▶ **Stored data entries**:
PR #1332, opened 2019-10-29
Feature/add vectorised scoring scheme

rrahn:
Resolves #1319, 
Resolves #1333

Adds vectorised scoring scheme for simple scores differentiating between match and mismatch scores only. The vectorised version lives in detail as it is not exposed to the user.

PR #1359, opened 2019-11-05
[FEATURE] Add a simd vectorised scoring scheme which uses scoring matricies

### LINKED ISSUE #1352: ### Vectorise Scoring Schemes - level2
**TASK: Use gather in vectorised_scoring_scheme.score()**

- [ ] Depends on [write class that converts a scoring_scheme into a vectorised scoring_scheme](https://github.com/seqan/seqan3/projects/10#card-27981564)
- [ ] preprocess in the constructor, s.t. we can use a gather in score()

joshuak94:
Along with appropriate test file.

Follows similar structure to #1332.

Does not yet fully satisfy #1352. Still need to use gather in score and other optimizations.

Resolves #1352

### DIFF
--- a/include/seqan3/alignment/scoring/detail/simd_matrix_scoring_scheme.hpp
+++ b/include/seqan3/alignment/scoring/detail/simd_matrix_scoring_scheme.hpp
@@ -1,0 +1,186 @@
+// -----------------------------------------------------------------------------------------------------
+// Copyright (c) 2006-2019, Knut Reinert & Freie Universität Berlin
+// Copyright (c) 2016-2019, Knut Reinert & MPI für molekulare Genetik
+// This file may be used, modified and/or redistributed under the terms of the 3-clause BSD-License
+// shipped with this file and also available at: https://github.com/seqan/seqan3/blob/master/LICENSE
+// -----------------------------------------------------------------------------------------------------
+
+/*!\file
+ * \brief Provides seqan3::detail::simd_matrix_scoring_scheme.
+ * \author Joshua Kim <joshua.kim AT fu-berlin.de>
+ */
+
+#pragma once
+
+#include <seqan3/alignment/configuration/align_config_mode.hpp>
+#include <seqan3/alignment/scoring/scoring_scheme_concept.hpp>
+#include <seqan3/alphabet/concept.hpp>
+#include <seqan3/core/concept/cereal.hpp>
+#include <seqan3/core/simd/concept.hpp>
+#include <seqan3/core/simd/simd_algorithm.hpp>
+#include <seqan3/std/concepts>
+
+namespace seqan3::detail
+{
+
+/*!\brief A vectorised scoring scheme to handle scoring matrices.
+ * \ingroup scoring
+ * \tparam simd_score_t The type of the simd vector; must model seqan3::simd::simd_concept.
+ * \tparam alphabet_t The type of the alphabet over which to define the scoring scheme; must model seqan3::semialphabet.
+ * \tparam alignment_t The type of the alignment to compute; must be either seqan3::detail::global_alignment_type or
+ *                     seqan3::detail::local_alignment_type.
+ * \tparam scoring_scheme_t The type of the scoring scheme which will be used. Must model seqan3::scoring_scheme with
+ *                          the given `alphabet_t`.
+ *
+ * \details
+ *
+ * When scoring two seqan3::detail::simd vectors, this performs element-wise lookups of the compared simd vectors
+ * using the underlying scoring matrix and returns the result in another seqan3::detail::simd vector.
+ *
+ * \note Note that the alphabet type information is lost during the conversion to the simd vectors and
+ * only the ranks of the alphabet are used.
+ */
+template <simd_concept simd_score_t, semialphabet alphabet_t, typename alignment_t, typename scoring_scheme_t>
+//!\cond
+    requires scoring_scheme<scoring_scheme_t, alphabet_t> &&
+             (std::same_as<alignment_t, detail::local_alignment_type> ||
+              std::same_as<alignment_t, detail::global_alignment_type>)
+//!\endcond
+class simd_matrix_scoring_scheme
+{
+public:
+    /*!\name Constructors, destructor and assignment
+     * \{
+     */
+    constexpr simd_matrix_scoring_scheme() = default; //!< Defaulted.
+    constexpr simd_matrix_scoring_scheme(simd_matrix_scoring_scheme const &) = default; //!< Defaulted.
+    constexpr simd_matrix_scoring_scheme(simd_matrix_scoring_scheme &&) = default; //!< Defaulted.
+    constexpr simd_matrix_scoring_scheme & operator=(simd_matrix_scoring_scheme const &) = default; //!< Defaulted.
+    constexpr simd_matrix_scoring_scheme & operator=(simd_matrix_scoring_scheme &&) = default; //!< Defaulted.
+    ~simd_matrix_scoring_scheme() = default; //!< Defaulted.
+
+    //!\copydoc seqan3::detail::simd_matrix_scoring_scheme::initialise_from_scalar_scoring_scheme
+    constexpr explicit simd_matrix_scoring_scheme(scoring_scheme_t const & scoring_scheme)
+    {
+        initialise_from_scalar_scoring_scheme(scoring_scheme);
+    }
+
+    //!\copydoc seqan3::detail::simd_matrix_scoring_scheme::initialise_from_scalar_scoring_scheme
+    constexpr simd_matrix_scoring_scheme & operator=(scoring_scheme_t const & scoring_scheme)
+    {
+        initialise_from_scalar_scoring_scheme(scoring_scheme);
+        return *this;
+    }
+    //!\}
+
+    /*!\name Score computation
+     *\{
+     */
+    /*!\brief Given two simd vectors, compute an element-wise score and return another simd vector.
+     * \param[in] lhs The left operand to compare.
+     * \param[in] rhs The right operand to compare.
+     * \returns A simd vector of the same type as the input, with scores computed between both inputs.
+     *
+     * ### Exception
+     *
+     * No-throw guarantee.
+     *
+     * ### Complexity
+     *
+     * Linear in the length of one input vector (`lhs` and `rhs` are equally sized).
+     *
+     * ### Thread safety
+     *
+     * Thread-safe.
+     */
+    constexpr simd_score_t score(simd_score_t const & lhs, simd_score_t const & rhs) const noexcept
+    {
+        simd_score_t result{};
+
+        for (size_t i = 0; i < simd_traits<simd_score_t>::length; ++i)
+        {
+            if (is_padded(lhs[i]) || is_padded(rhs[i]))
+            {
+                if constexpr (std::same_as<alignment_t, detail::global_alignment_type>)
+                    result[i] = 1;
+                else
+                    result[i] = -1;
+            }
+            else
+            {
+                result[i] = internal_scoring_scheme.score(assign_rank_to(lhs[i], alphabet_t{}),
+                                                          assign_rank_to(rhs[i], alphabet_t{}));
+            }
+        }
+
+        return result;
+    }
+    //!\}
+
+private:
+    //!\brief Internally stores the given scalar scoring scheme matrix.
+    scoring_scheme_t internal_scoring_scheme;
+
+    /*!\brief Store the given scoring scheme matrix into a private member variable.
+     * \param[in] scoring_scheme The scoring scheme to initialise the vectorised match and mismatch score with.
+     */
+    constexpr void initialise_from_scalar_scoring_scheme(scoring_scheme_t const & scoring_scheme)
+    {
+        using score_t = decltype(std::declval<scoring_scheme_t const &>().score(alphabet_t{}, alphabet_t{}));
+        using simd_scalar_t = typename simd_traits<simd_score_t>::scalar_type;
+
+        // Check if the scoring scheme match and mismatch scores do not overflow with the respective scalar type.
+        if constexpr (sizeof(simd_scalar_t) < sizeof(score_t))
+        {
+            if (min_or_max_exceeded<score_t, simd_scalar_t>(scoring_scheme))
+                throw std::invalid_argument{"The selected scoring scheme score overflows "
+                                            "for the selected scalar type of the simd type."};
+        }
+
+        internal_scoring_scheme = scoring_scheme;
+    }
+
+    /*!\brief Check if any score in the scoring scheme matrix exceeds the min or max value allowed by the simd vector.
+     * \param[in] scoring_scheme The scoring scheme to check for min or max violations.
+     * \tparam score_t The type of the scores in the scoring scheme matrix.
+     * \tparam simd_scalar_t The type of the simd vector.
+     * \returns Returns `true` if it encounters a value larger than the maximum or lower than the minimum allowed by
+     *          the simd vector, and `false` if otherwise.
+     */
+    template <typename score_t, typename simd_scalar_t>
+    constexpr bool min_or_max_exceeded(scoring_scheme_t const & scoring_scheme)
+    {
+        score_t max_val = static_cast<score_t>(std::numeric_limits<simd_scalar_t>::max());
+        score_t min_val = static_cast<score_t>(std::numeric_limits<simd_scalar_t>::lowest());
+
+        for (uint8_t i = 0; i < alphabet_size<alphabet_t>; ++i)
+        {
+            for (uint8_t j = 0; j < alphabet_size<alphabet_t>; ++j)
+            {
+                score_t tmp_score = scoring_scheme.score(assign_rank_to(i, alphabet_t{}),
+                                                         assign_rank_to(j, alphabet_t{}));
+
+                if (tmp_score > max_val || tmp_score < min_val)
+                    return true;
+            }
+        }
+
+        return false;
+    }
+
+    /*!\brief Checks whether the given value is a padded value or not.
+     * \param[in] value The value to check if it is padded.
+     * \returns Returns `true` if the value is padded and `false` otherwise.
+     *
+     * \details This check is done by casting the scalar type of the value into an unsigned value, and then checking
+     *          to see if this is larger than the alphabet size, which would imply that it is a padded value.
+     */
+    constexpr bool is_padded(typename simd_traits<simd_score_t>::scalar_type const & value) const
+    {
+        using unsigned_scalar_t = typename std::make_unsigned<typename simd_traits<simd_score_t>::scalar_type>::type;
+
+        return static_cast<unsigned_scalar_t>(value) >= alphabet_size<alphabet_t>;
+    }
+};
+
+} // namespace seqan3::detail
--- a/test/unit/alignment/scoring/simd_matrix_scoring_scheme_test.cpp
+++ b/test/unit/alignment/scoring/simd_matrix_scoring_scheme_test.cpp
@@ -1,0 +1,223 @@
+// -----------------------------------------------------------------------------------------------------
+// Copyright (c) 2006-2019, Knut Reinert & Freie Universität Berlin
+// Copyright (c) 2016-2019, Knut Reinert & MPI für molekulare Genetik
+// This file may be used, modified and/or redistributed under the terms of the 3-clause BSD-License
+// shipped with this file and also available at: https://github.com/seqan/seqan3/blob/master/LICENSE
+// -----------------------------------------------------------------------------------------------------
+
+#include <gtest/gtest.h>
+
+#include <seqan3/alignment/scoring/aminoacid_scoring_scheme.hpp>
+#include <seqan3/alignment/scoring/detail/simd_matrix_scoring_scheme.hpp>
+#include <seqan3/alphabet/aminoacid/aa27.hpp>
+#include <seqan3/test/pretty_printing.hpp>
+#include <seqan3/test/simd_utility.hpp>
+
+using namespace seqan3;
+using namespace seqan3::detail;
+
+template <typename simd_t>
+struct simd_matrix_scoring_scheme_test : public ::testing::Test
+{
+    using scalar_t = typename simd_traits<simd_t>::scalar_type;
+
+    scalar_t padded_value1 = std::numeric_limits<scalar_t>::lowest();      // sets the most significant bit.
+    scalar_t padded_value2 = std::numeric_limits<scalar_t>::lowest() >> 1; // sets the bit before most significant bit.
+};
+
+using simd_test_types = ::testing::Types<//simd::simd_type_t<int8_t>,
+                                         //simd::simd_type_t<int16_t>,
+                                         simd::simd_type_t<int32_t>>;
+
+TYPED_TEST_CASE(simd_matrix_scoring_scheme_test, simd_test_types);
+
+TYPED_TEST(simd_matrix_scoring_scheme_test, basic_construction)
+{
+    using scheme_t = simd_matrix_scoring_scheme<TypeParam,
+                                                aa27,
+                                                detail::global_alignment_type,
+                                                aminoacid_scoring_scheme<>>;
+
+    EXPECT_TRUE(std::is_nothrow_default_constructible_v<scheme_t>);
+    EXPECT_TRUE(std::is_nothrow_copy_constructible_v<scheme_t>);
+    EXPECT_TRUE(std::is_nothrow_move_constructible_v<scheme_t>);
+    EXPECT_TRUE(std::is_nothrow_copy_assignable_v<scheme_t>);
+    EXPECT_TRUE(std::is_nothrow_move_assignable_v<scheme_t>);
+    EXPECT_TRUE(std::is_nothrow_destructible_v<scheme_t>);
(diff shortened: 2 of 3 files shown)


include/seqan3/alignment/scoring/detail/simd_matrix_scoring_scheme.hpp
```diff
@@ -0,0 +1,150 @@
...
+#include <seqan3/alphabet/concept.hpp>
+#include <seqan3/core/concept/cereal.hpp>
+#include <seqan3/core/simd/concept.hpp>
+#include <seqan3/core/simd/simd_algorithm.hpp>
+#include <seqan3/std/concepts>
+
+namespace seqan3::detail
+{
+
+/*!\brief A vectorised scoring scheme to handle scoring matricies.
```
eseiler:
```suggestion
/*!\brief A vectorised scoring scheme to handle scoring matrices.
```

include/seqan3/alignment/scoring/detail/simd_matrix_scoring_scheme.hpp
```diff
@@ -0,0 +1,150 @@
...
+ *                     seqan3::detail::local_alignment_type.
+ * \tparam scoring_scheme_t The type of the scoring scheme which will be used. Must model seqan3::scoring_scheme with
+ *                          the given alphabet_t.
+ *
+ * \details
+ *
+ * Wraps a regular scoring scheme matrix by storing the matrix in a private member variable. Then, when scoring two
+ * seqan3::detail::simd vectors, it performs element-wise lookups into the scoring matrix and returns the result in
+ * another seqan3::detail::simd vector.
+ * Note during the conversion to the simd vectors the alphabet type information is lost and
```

* * *

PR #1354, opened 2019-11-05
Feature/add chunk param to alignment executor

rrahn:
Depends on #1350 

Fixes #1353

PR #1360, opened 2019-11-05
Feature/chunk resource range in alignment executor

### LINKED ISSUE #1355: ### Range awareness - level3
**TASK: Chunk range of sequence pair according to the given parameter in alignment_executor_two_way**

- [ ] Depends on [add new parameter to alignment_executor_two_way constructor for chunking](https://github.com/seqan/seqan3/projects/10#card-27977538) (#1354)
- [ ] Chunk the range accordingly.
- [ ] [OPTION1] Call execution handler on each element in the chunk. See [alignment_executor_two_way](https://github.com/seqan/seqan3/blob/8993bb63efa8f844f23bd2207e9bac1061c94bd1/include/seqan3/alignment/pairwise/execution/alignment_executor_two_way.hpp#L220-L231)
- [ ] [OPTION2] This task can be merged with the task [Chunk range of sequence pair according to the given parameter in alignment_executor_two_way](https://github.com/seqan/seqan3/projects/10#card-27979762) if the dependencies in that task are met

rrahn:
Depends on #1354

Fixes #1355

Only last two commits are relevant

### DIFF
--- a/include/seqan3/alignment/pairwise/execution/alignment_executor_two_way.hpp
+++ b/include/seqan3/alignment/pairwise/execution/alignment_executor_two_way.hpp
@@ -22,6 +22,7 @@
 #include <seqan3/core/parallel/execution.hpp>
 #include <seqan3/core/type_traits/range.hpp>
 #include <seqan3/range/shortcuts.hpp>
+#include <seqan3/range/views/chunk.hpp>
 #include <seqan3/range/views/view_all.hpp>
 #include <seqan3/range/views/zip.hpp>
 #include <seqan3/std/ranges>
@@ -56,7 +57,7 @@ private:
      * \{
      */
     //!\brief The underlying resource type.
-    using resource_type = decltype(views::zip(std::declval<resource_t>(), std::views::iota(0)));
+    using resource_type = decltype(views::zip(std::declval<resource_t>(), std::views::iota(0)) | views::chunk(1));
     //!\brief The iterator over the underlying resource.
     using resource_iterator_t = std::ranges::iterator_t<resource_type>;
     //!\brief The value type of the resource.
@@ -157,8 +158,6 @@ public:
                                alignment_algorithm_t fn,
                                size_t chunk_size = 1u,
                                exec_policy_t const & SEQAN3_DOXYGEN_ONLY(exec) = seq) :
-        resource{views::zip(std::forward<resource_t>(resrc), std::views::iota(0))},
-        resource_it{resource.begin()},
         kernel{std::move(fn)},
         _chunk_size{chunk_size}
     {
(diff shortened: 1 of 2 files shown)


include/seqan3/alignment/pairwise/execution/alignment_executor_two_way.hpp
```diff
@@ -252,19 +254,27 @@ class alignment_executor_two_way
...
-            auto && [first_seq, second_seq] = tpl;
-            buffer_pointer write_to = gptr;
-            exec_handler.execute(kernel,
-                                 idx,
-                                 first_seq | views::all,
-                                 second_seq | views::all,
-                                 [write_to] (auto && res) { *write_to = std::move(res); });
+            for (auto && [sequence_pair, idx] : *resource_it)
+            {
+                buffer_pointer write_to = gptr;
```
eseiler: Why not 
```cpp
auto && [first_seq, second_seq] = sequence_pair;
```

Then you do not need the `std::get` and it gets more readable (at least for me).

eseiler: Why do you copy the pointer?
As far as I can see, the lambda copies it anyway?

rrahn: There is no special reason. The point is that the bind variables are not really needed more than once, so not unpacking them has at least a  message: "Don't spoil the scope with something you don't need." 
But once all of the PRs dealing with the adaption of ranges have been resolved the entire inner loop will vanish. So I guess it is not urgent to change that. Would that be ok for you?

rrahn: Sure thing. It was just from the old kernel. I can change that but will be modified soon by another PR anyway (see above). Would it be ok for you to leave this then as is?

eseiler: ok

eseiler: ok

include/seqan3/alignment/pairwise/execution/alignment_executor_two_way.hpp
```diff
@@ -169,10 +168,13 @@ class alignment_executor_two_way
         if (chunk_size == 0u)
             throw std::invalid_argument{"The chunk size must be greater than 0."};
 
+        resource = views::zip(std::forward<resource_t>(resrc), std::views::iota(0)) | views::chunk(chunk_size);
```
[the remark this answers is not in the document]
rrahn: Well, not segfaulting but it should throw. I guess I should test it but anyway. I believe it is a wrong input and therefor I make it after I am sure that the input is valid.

▶ **Work request**: Begin with the line above that has "or max violations." and continue through the line that has "minimum allowed by", setting each one down exactly. Stop there.

▶ **Result of the task**:
+     * \param[in] scoring_scheme The scoring scheme to check for min or max violations.
+     * \tparam score_t The type of the scores in the scoring scheme matrix.
+     * \tparam simd_scalar_t The type of the simd vector.
+     * \returns Returns `true` if it encounters a value larger than the maximum or lower than the minimum allowed by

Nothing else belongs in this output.